Frost was dubbed the axeman after chopping top name stars while in charge of Emmerdale.

----------


## alan45

Well of course these rumours have been on the go for some time now.

*Ashley and Claire*  They may not be soaplands most interesting couple but could we not keep them as Mr and Mrs average all they need is another 1.4 children

*DEV*  No loss there with his overacting
*
Maria*  Pointless character who has outlived her usefulness

*The Twins*  USELESS


*Frankie and Danny*  Keep them they are a re graet double act

----------


## Johnny Allen

They can't get rid of Frankie, to be honest I'm not all that bothered about the rest, although I don't want Nathan to go.

----------


## Andy'sLuckyPony

Ashley and Claire are nice enough. Occasionally they get good storylines, and it's good to have a normal couple. Sunita's cool, Dev's a baaad actor. Jamie's cute! He should stay!

----------


## Richie_lecturer

Frankie has a contract on Corrie til next Autumn, so I don't think she's for the chop just yet. I understand she will spread her wings after her contract is up and try something new.  I like her, felt that she could have been made a bit bitchier, though she's still a great addition to the cobbles and fits in nicely.

Jamie - no loss.  Rubbish actor.

Dev - no loss.  Rubbish actor.

Sunita - keep her.  She is good.

Ashley and Clurr - agree with Alan.  They just need another kid to go with Joshua to make them more interesting.  I preferred Maxine, but unlike most people I still think Claire is a useful character, as long as they don't give her stupid storylines like the park clean-up plot the other week.  Keep Ashley.  He works great with Fred.

Twins - no real loss although the thin one has improved.  The fat one must go however as she is dreadful.

Maria - Not the worst character in the Street but hardly the best.  No real loss.  

Nathan - OK.  Wouldn't axe him yet, but I don't really see a future for him.


I think this is a bit of tabloid hype.  Take the article with a pinch of salt.  I wish they'd axe Diggory though, and recast Tracyluv again.    :Thumbsdown:

----------


## xCharliex

> They can't get rid of Frankie, to be honest I'm not all that bothered about the rest, although I don't want Nathan to go.


I know i love her she cant go! They would be stupid to axe her Debs is the best actress on there IMO

----------


## Bad Wolf

my sentimates exactly- the rest i'm not fussed about but not frankie!!!!! i think if she is on the list the actress will be taken off when her scenes are shown when she finds out about danny and leanne- the reaction is going to be brilliant!

----------


## xCharliex

> my sentimates exactly- the rest i'm not fussed about but not frankie!!!!! i think if she is on the list the actress will be taken off when her scenes are shown when she finds out about danny and leanne- the reaction is going to be brilliant!

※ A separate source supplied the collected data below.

PR #1894, opened 2018-09-21
fix multiple input message processing of file node

HiroyasuNishiyama:

## Proposed changes

`File` node fails to crate files when a message arrives while processing a previous message.
This is caused by the use of `File` node property as global state.
This PR fixes this problem by serializing input message processing.

**Test case that reproduces the problem**

```
{"id":"1637d5d5.ef08ea","type":"tab","label":"フロー 2","disabled":false,"info":""},{"id":"1c48b6b5.c7b7b9","type":"inject","z":"1637d5d5.ef08ea","name":"","topic":"","payload":"","payloadType":"date","repeat":"","crontab":"","once":false,"onceDelay":0.1,"x":160,"y":180,"wires":[["c430d682.c32ae8"]]},{"id":"c430d682.c32ae8","type":"function","z":"1637d5d5.ef08ea","name":"","func":"var len = 1024*1024*100;\nvar data = new Buffer(len);\nfor(var i = 0; i < 5; i++) {\n    var path = \"/tmp/quux_\"+i;\n    var msg = { payload: data, filename: path };\n    node.send(msg);\n}","outputs":1,"noerr":0,"x":230,"y":240,"wires":[["843b8204.8370f"]]},{"id":"843b8204.8370f","type":"file","z":"1637d5d5.ef08ea","name":"","filename":"","appendNewline":true,"createDir":true,"overwriteFile":"true","x":370,"y":240,"wires":[[]]}]
```

## Checklist

### DIFF
--- a/nodes/core/storage/50-file.js
+++ b/nodes/core/storage/50-file.js
@@ -31,6 +31,7 @@ module.exports = function(RED) {
         node.data = [];
         node.msgQueue = [];
         node.closing = false;
+        node.closeCallbacks = [];
 
         function processMsg(msg, done) {
             var filename = node.filename || msg.filename || "";
@@ -180,10 +181,19 @@ module.exports = function(RED) {
             if (node.wstream) { node.wstream.end(); }
             if (node.tout) { clearTimeout(node.tout); }
             node.status({});
+            var callbacks = node.closeCallbacks;
+            node.closeCallbacks = [];
             node.closing = false;
+            for (cb in callbacks) {
+                cb();
+            }
         }
 
-        this.on('close', function() {
+        this.on('close', function(arg1, arg2) {
+            var cb  = arg2 ? arg2 : arg1;
+            if (cb) {
+                node.closeCallbacks.push(done);
+            }
             if (node.closing) {
                 // already closing
                 return;
--- a/nodes/core/storage/50-file.js
+++ b/nodes/core/storage/50-file.js
@@ -28,10 +28,9 @@ module.exports = function(RED) {
         this.createDir = n.createDir || false;
         var node = this;
         node.wstream = null;
-        node.data = [];
         node.msgQueue = [];
         node.closing = false;
-        node.closeCallbacks = [];
+        node.closeCallback = null;
 
         function processMsg(msg, done) {
             var filename = node.filename || msg.filename || "";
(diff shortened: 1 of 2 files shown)


nodes/core/storage/50-file.js
```diff
@@ -130,21 +135,42 @@ module.exports = function(RED) {
...
-                            delete node.wstreamIno;
                         }
                     }
                 }
             }
+        }
+
+        this.on("input", function(msg) {
+            var msgQueue = node.msgQueue;
+            function processQ() {
```
knolleary: Can this be implemented without redefining the `processQ` function every time a message arrives?

HiroyasuNishiyama: Moved `processQ` function outside of input callback function.

nodes/core/storage/50-file.js
```diff
@@ -130,21 +135,43 @@ module.exports = function(RED) {
...
+        this.on("input", function(msg) {
+            var msgQueue = node.msgQueue;
+            if (msgQueue.push(msg) > 1) {
+                // pending write exists
+                return;
+            }
+            processQ(msgQueue);
         });
+
         this.on('close', function() {
```
knolleary: When the node is closed, it needs to either clear the queue (so not all writes happen - probably the wrong answer), or block until the queue has cleared.

HiroyasuNishiyama: fixed to wait close processing while pending messages exist.

nodes/core/storage/50-file.js
```diff
@@ -130,25 +136,66 @@ module.exports = function(RED) {
...
+
+        this.on('close', function() {
+            if (node.closing) {
+                // already closing
+                return;
+            }
+            node.closing = true;
+            if (node.msgQueue.length > 0) {
+                // close after queue processed
+                return;
```
knolleary: Returning here will tell the runtime the node has finished closing - which isn't true.

You need to make this an async close handler by accepting a `done` parameter:

```
 this.on('close', function(done) {
```

and call `done` once the queue has been cleared.

HiroyasuNishiyama: Thank you for pointing this.  Fixed to invoke callbacks if specified.

nodes/core/storage/50-file.js
```diff
@@ -130,25 +137,75 @@ module.exports = function(RED) {
...
+
+        this.on("input", function(msg) {
+            var msgQueue = node.msgQueue;
+            if (msgQueue.push(msg) > 1) {
+                // pending write exists
+                return;
+            }
+            processQ(msgQueue);
+            if (node.closing) {
+                closeNode();
```
knolleary: A node should not receive an `input` message if the close handling has already started. If you are seeing that happen, let me know. But this means I don't think this block is needed.

nodes/core/storage/50-file.js
```diff
@@ -130,25 +137,75 @@ module.exports = function(RED) {
...
+            var callbacks = node.closeCallbacks;
+            node.closeCallbacks = [];
+            node.closing = false;
+            for (cb in callbacks) {
+                cb();
+            }
+        }
+
+        this.on('close', function(arg1, arg2) {
+            var cb  = arg2 ? arg2 : arg1;
```
knolleary: There is no need for all this logic. Just defined the function with a single argument, `done` and use it.

nodes/core/storage/50-file.js
```diff
@@ -130,25 +137,75 @@ module.exports = function(RED) {
...
             }
+        }
+
+        function processQ(queue) {
+            var msg = queue[0];
+            processMsg(msg, function() {
+                queue.shift();
+                if (queue.length > 0) {
+                    processQ(queue);
+                }
```
knolleary: If the queue is empty, this needs to check if the node is closing and if it is, call the callback to indicate it has finished.

```
} else if (node.closing && node.closeCallback) {
   node.closeCallback();
}
```

nodes/core/storage/50-file.js
```diff
@@ -130,25 +137,75 @@ module.exports = function(RED) {
...
+            node.closing = false;
+            for (cb in callbacks) {
+                cb();
+            }
+        }
+
+        this.on('close', function(arg1, arg2) {
+            var cb  = arg2 ? arg2 : arg1;
+            if (cb) {
+                node.closeCallbacks.push(done);
```
knolleary: A node can only be closed once - there will only be one callback. So rather than `node.closeCallbacks` as an array, I suggest `cb` get stored as `node.closeCallback`.

HiroyasuNishiyama:
@knolleary Corrected points you pointed out with some code fixes.

mcppp:
Hello, I am new to the site and to these topics. I have this problem and I want to use your solution, but I don't know how. Is there something to download? Or how do I implement it? Sorry if it's a dumb question but I really have no idea

knolleary:
@mcppp this fix has been in Node-RED since 0.19.5.

mcppp:
@knolleary Okay, thank you so much. I really didn't understand what was going on here.  I just realized I have version 0.19.4 . Does this mean that the only solution is to upgrade Node-RED? And if I do, won't I lose my projects? I have something that is working already and I don't wanna start from the beginning.

knolleary:
Already answered on the discussion forum. Not having the same conversation in two places.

On the upside i know she will get more roles in other things! Shes very talented, slightly biased as shes one of my fav actresses but shes the best character they have brought to the street at the mo

----------


## alan45

> my sentimates exactly- the rest i'm not fussed about but not frankie!!!!! i think if she is on the list the actress will be taken off when her scenes are shown when she finds out about danny and leanne- the reaction is going to be brilliant!


Yes I love Frankie too. I think its kind of sweet thye way she has taken to Vera so well  :Smile:

----------


## Richie_lecturer

Yes Vera has been given a new lease of life with her rapport with Frankie.  :Smile:

----------


## feelingyellow

nathan - i like him, i think he could do well with a big storyline

the twins - don't know, they haven't had a real storyline

danny and frankie - the fabbest couple ever!

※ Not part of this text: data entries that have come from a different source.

PR #1899, opened 2018-09-26
Added font-awesome icons to user defined icon

Kazuki-Nakanishi:

## Proposed changes

Added font-awesome icons to a user defined icon feature.

The places of displaying icons are as follows.
- Workspace
- Subflow node on palette
- Node edit dialog & icon tile
- Quick-add nodes/wires (ctrl-click)
- Search (ctrl-f)
- Diff on history tab

Tested on the following environment.
- OS
  - Windows, Linux, mac OS
- browser
  - IE, Firefox, Chrome, Safari

## Checklist


knolleary:
Hi - thanks for this.

Could you explain the difference between `createIconElement` and `createDynamicIconElement`? When would you use one and not the other? It would be helpful to have some function-level comments added to the new functions you've added to `RED.util` - the fact I haven't documented the other functions is a mistake on my part, not a style guide to follow 😉

Kazuki-Nakanishi:
Thank you for pointing it out.  The difference is whether the icon will be changed later or not.  But I'm feeling like it is better to merge those functions.  Please let me reconsider the part.
I will also add comments. Thanks!

knolleary:
All looks good.

The *only* piece that makes me slightly nervous is including all of the brand-specific icons from font-awesome - https://fontawesome.com/v4.7.0/icons/#brand

From the FA page:

> All brand icons are trademarks of their respective owners.
> The use of these trademarks does not indicate endorsement of the trademark holder by Font Awesome, nor vice versa.
> Brand icons should only be used to represent the company or product to which they refer.
> Please do not use brand logos for any purpose except to represent that particular brand or service.

I know plenty of nodes use a brand's icon in some form, but I feel that is different to the core of node-red bundling them.

I would feel better, I think, if we filtered out these brand icons. What do you think?

knolleary:
Just to clarify - I don't mean to remove them from the version of FA we bundle with Node-RED. I just mean to filter them out of the list we off the end-user to pick from.

Kazuki-Nakanishi:
Thank you very much for your consideration. (And sorry I didn't care that point.)  I completely agree with your suggestion.  We should remove brand's icons from icon tile.  I will send another commit.  Thanks!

maria - she used to be good but she's just annoying 'oh no i can't break a nail' and 'tyyyyyyyyyy' and 'i love him, but...' is all she ever seems to say!

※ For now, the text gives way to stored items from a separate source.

PR #1930, opened 2018-10-17
Exec: Preserve existing properties on msg object

akashmugu:

## Proposed changes

[Exec Node] has three outputs (stdout, stderr and return code)

According to the [documentation](https://nodered.org/docs/creating-nodes/node-js#sending-messages), if a node has an input, it should preserve the existing properties on the message for the rest of the flow. This rule is obeyed by 2 inputs (stdout and stderr) but not by the third (return code)

After this fix, all the 3 outputs of [Exec Node] will start preserving the existing properties on the msg object

## Checklist

[Exec Node]: https://github.com/node-red/node-red/blob/master/nodes/core/core/75-exec.js

### DIFF
--- a/nodes/core/core/75-exec.js
+++ b/nodes/core/core/75-exec.js
@@ -138,14 +138,16 @@ module.exports = function(RED) {
                         //console.log('[exec] stdout: ' + stdout);
                         //console.log('[exec] stderr: ' + stderr);
                         if (error !== null) {
-                            msg3 = {payload:{code:error.code, message:error.message}};
+                            msg3 = RED.util.cloneMessage(msg);
+                            msg3.payload = {code:error.code, message:error.message};
                             if (error.signal) { msg3.payload.signal = error.signal; }
                             if (error.code === null) { node.status({fill:"red",shape:"dot",text:"killed"}); }
                             else { node.status({fill:"red",shape:"dot",text:"error:"+error.code}); }
                             node.log('error:' + error);
                         }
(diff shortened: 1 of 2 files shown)


knolleary:
Hi - thanks for this.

dev and sunita - dev is just too annoying, but sunita is good on her own, her and shelley's friendship was the best!

ashley and claire - claire, annoying - get rid of her, ashley, great scenes between him and fred

----------


## Luna

Three of Coronation Street's characters will be axed from the show.

Following rumours that there would be a cull on the soap's cast, The Sun now reports that those facing the chop are Vicky Entwhistle (Janice Battersby), Nailah Cumberbatch (Jessie) and Sunita Alahan (Shobna Gulati).

It has not yet been decided by scriptwriters how the characters will make their respective exits, only that they will leave next year.

----------


## dddMac1

hope the websters don't get axed

----------


## Luna

Who's Jessie??

----------


## feelingyellow

> Who's Jessie??


one of the twins in the factory

----------


## Luna

Why only axe one - they both do nothing

----------


## feelingyellow

i don't know why they're thinking of axing janice, she's always been great with her gobby mouth, the only thing ruining her has been the stupid hair storyline.

----------


## Chris_2k11

I like Janice.

----------


## Flozza

frankie's the best

----------


## magtart

:Cheer:   :Thumbsup:   :Clap:  Hoooooooray! they are all rubbish.  Get rid of the Platts and Websters as well.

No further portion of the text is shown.